----- Given entries

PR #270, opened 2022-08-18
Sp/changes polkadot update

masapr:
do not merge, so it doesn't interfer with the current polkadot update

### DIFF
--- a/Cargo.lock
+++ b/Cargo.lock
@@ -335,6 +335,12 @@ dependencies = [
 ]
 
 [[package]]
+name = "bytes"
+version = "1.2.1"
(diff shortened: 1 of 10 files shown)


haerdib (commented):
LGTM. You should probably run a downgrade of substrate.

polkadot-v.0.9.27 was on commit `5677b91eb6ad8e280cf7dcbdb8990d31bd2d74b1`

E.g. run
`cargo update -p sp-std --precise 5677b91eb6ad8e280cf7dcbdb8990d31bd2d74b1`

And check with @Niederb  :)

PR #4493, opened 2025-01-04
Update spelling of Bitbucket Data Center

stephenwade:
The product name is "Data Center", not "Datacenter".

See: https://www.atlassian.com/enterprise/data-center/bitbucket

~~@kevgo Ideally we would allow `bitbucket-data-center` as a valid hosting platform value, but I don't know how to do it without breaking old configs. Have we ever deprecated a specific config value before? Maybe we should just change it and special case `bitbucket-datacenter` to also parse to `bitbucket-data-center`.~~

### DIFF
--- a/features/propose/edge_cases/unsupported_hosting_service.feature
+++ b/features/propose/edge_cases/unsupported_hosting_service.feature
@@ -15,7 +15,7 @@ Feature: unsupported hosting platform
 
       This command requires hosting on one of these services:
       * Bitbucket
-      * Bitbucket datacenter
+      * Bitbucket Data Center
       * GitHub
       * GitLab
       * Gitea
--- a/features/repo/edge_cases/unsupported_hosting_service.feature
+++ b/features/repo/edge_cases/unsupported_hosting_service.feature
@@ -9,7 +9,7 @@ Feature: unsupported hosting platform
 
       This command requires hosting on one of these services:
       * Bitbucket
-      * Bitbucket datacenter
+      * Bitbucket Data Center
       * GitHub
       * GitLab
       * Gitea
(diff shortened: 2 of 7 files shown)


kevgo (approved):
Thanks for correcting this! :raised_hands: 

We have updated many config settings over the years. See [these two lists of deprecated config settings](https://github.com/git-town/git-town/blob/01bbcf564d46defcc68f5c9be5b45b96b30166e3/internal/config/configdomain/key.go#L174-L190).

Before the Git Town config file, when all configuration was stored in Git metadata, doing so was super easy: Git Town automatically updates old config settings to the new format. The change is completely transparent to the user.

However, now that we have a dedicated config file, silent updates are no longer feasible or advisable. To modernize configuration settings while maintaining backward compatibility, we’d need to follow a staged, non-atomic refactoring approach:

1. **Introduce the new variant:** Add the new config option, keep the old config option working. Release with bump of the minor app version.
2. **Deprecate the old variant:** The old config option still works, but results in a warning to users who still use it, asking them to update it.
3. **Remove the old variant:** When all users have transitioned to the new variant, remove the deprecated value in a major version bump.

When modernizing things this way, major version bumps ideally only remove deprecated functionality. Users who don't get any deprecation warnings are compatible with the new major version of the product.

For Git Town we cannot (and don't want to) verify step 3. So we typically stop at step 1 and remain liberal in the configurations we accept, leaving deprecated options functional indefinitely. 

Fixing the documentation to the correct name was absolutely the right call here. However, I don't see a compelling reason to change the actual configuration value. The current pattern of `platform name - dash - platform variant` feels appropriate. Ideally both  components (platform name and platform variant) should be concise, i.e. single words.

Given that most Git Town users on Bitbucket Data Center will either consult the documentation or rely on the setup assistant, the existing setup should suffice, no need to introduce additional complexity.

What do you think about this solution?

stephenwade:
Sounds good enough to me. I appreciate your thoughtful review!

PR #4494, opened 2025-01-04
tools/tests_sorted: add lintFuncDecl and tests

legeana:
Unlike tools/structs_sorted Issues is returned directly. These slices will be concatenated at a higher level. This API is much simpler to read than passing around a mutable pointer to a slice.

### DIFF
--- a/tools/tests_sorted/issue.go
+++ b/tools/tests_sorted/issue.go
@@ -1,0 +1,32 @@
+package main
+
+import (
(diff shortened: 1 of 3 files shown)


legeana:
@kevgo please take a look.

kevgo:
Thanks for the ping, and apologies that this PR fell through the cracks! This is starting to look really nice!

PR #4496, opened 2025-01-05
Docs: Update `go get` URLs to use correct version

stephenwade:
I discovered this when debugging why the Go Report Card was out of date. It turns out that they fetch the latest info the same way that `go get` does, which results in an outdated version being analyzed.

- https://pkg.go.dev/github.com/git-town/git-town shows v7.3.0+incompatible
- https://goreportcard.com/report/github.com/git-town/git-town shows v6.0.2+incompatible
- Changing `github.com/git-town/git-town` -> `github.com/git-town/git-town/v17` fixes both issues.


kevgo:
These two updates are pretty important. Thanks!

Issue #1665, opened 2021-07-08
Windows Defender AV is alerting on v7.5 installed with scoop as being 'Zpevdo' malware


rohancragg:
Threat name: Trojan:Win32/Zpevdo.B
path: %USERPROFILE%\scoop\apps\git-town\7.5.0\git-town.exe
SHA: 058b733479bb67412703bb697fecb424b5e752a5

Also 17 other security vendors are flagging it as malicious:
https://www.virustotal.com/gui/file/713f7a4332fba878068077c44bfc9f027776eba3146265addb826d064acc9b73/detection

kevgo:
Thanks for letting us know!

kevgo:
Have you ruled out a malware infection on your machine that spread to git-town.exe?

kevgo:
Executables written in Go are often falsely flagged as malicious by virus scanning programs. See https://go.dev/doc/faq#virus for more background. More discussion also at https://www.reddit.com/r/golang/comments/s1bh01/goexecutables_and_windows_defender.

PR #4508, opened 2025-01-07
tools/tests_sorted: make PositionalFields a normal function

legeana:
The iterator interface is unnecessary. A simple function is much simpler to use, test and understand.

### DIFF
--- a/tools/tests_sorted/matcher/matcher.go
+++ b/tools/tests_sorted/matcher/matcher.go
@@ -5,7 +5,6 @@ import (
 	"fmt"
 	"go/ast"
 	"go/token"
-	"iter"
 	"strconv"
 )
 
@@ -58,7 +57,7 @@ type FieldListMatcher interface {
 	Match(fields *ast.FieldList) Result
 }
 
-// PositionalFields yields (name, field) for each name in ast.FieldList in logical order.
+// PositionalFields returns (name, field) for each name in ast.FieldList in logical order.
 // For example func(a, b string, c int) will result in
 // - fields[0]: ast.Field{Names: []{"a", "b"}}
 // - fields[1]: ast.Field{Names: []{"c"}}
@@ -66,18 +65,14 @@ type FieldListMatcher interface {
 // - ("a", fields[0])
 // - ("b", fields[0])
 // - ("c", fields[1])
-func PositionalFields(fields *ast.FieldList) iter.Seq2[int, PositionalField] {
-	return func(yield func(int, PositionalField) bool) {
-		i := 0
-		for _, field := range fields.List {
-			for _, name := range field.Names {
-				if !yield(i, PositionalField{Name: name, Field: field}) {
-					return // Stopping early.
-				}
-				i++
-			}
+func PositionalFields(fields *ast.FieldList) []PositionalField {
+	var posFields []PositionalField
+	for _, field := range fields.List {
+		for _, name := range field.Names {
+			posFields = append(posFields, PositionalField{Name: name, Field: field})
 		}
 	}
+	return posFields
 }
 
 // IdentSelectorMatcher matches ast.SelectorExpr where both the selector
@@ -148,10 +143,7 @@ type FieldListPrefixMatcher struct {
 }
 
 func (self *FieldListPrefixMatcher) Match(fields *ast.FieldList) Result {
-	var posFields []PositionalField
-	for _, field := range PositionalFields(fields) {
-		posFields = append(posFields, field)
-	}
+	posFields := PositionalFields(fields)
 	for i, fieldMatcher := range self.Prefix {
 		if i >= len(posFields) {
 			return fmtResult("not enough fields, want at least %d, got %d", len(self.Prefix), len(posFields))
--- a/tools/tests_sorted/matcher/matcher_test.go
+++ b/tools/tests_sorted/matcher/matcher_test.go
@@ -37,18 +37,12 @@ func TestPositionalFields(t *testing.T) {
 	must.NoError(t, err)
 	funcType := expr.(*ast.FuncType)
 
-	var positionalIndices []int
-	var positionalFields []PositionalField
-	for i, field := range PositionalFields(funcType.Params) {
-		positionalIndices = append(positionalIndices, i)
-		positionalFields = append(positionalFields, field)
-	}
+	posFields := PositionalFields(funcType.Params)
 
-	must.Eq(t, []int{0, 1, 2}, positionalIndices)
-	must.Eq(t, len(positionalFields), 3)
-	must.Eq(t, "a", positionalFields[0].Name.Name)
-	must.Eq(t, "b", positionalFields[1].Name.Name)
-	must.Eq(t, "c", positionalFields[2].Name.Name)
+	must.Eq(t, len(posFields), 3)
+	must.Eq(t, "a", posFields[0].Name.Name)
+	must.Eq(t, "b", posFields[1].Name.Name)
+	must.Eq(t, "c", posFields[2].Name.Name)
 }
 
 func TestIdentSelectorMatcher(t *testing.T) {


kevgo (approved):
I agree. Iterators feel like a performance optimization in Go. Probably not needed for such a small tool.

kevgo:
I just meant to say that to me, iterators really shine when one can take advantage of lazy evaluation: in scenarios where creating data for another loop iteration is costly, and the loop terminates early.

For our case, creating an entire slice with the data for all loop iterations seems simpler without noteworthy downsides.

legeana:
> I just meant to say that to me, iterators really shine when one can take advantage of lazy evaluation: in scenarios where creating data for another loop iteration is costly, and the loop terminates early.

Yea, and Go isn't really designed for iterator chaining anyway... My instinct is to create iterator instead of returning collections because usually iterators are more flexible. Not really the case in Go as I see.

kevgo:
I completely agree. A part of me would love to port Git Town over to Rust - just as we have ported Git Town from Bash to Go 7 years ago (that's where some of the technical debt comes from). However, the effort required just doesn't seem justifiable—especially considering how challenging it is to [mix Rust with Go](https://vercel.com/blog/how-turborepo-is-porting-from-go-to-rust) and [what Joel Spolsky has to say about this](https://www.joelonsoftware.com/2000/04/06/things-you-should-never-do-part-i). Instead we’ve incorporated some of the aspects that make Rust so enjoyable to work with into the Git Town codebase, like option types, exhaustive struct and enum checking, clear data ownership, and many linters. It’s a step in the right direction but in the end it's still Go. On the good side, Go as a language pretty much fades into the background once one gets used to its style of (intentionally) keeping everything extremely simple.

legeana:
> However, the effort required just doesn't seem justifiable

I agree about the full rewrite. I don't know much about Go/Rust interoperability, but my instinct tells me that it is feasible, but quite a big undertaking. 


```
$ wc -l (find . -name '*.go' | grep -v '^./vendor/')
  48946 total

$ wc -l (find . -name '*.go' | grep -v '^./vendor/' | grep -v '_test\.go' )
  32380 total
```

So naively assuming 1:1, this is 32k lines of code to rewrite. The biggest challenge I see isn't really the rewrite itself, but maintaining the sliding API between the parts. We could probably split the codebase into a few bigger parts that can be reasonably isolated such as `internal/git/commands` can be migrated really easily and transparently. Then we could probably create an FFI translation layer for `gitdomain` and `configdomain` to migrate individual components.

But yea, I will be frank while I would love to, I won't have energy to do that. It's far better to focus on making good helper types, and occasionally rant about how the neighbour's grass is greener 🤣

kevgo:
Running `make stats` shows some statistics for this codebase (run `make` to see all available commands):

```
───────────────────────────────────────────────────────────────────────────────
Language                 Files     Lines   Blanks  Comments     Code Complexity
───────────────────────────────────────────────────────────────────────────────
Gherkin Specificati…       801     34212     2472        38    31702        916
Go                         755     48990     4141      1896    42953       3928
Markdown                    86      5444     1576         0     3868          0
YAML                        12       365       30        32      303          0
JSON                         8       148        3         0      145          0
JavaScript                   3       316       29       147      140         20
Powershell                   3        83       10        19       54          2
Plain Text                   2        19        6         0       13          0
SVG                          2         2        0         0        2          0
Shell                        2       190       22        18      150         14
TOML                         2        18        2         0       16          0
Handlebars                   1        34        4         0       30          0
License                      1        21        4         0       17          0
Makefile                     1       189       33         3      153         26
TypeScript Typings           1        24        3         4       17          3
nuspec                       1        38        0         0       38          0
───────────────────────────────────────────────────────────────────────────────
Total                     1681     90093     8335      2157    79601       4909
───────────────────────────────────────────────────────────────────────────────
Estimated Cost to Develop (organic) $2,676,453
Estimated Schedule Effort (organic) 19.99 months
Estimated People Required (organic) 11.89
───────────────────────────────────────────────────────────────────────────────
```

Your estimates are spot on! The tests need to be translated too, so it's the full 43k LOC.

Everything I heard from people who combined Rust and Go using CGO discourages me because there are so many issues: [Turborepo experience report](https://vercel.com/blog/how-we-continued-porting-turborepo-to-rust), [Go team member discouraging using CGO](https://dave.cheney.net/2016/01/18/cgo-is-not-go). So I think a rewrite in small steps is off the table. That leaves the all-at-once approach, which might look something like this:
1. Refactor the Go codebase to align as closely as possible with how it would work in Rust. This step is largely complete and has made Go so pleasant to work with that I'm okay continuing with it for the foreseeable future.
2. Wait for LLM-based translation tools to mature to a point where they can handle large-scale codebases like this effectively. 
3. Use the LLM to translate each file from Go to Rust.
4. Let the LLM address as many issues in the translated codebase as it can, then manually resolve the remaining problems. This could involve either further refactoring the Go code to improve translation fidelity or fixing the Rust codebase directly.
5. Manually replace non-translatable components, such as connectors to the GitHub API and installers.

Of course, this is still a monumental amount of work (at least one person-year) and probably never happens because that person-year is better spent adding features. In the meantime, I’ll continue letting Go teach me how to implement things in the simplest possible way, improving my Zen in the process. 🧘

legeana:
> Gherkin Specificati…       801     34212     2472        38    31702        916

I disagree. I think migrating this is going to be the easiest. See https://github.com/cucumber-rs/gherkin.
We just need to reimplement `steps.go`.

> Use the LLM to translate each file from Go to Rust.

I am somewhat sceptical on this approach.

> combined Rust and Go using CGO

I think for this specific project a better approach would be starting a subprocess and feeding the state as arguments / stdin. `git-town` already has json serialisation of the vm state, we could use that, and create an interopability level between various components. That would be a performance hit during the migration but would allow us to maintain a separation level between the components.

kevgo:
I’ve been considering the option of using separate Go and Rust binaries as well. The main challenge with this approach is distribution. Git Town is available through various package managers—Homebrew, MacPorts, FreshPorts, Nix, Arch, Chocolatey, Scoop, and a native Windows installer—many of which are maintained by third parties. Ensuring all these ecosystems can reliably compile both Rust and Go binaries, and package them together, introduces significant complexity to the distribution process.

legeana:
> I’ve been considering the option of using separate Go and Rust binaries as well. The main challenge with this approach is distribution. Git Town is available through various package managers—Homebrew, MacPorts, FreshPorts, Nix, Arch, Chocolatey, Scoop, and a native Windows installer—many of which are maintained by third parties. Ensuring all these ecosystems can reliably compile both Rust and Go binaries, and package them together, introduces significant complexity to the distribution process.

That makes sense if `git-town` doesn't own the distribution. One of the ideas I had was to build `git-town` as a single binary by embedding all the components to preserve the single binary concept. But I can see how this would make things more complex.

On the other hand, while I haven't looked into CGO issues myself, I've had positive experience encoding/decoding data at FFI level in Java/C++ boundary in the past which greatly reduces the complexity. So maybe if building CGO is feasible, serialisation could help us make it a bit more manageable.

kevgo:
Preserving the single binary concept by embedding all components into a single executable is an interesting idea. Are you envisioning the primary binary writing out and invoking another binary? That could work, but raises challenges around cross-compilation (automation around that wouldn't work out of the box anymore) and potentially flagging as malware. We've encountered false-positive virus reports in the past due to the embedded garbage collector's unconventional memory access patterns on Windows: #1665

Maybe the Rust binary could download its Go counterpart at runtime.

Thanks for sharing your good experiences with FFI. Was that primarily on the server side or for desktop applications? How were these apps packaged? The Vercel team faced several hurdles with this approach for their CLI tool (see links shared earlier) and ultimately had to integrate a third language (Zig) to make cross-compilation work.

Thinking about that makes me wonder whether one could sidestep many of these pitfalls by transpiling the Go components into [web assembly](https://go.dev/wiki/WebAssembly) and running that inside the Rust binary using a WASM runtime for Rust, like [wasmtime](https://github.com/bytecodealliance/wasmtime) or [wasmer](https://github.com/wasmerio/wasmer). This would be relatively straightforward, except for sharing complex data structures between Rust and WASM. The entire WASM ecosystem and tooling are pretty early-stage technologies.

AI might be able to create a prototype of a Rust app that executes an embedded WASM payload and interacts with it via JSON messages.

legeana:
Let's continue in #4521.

----------

Set down, unchanged, only those lines above that fall between the line with "field := range PositionalFields(fields)" and the line with "if i >= len(posFields)", the two end lines included.

-	for _, field := range PositionalFields(fields) {
-		posFields = append(posFields, field)
-	}
+	posFields := PositionalFields(fields)
 	for i, fieldMatcher := range self.Prefix {
 		if i >= len(posFields) {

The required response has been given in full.